====== The data
PR #1289, opened 2024-04-02
Listmonk mailing list control 

vs704vs:
## Description
Add listmonk mailing list subscribe and unsubscribe

## Tests
Tested getSubscriberID, unsubscribe, and subscribe using a locally running listmonk server with different parameters.
- [x] A new subscriber is created and added to the listmonk campaign mailing list on listmonkSubscribe() for the given list IDs
- [x] Subscriber is removed from listmonk campaign mailing list on listmonkUnsubscribe() for the given list IDs
- [x] The old email address is unsubscribed, and the new email is subscribed when a user updates the email

### DIFF
--- a/server/pkg/controller/mailing_lists.go
+++ b/server/pkg/controller/mailing_lists.go
@@ -13,23 +13,23 @@ import (
 	"github.com/spf13/viper"
 )
 
-// ZohoMailingListsController is used to keeping the external mailing lists in sync
+// MailingListsController is used to keeping the external mailing lists in sync
 // with customer email changes.
 //
-// ZohoMailingListsController contains methods for keeping external mailing lists in
+// MailingListsController contains methods for keeping external mailing lists in
 // sync when new users sign up, or update their email, or delete their account.
 // Currently, these mailing lists are hosted on Zoho Campaigns.
 //
 // See also: Syncing emails with Zoho Campaigns
-type ZohoMailingListsController struct {
+type MailingListsController struct {
 	zohoAccessToken string
 	zohoListKey     string
 	zohoTopicIds    string
 	zohoCredentials zoho.Credentials
 }
 
-// Return a new instance of ZohoMailingListsController
-func NewZohoMailingListsController() *ZohoMailingListsController {
+// Return a new instance of MailingListsController
+func NewMailingListsController() *MailingListsController {
 	zohoCredentials := zoho.Credentials{
 		ClientID:     viper.GetString("zoho.client-id"),
 		ClientSecret: viper.GetString("zoho.client-secret"),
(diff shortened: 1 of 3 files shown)


server/pkg/controller/mailing_lists.go
```diff
@@ -158,3 +186,56 @@ func (c *MailingListsController) doListAction(action string, email string) error
...
+	// Listmonk dosen't provide an endpoint for unsubscribing users from a particular list
+	// directly via their email
+	//
+	// Thus, fetching subscriberID through email address,
+	// and then calling endpoint to modify subscription in a list
+	id, err := listmonk.GetSubscriberID(c.BaseURL+"/api/subscribers", c.Username, c.Password, email)
+	if err != nil {
+		stacktrace.Propagate(err, "")
+	}
+	// API endpoint expects an array of subscriber id as paarmeter
```
vishnukvmd: minor: typo in parameter

server/pkg/controller/mailing_lists.go
```diff
@@ -65,6 +66,31 @@ func NewMailingListsController() *MailingListsController {
...
+// and ListIDs (an array of integer values indicating the id of listmonk campaign mailing list
+// to which the subscriber needs to added)
+type ListmonkMailingListsController struct {
+	BaseURL  string
+	Username string
+	Password string
+	ListIDs  []int
+}
+
+// NewListmonkMailingListsController creates a new instance of ListmonkMailingListsController
```
vishnukvmd: Who calls this?

server/pkg/controller/mailing_lists.go
```diff
@@ -158,3 +186,56 @@ func (c *MailingListsController) doListAction(action string, email string) error
 
 	return stacktrace.Propagate(err, "")
 }
+
+// Add or subscribe an email to listmonk mailing list
+func (c *ListmonkMailingListsController) Subscribe(email string) error {
```
vishnukvmd: Who calls `Subscribe` and `Unsubscribe`?

server/pkg/controller/mailing_lists.go
```diff
@@ -89,32 +115,34 @@ func (c *MailingListsController) Subscribe(email string) error {
 	//   any confirmations.
 	//
 	// https://www.zoho.com/campaigns/help/developers/contact-subscribe.html
-	return c.doListAction("listsubscribe", email)
+	return c.doListActionZoho("listsubscribe", email)
```
vishnukvmd: We could trigger listmonk actions as well here

server/pkg/controller/mailing_lists.go
```diff
@@ -76,45 +92,68 @@ func NewMailingListsController() *MailingListsController {
...
+		// Need to set "Signup Form Disabled" in the list settings since we use this
+		// list to keep track of emails that have already been verified.
+		//
+		// > You can use this API to add contacts to your mailing lists. For signup
+		//   form enabled mailing lists, the contacts will receive a confirmation
+		//   email. For signup form disabled lists, contacts will be added without
+		//   any confirmations.
+		//
+		// https://www.zoho.com/campaigns/help/developers/contact-subscribe.html
+		return c.doListActionZoho("listsubscribe", email)
```
vishnukvmd: So the issue we discussed offline will get triggered here as well, since you're `return`-ing. If both Zoho and Listmonk are configured, we will return after performing the action for Zoho.

Instead, we should do Zoho, return an error if there's any. Then do Listmonk, return an error if there's any. And finally return `nil`.

mnvr (approved):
============
What is being asked: Find each line in the records above that contains "https", and copy it.

Solution for this task:
 	// https://www.zoho.com/campaigns/help/developers/contact-subscribe.html
+		// https://www.zoho.com/campaigns/help/developers/contact-subscribe.html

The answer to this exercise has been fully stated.